What the exercise asks: Reproduce the listing exactly, so that no line differs from the original.

Recorded data:
────────────────

PR #6678, opened 2021-04-03
doc: added contributor over time

juzhiyuan:
Hi, I have not seen any section that matches this PR, then I remove all of them 🤔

────────────────

Response:
PR #6678, opened 2021-04-03
doc: added contributor over time

juzhiyuan:
Hi, I have not seen any section that matches this PR, then I remove all of them 🤔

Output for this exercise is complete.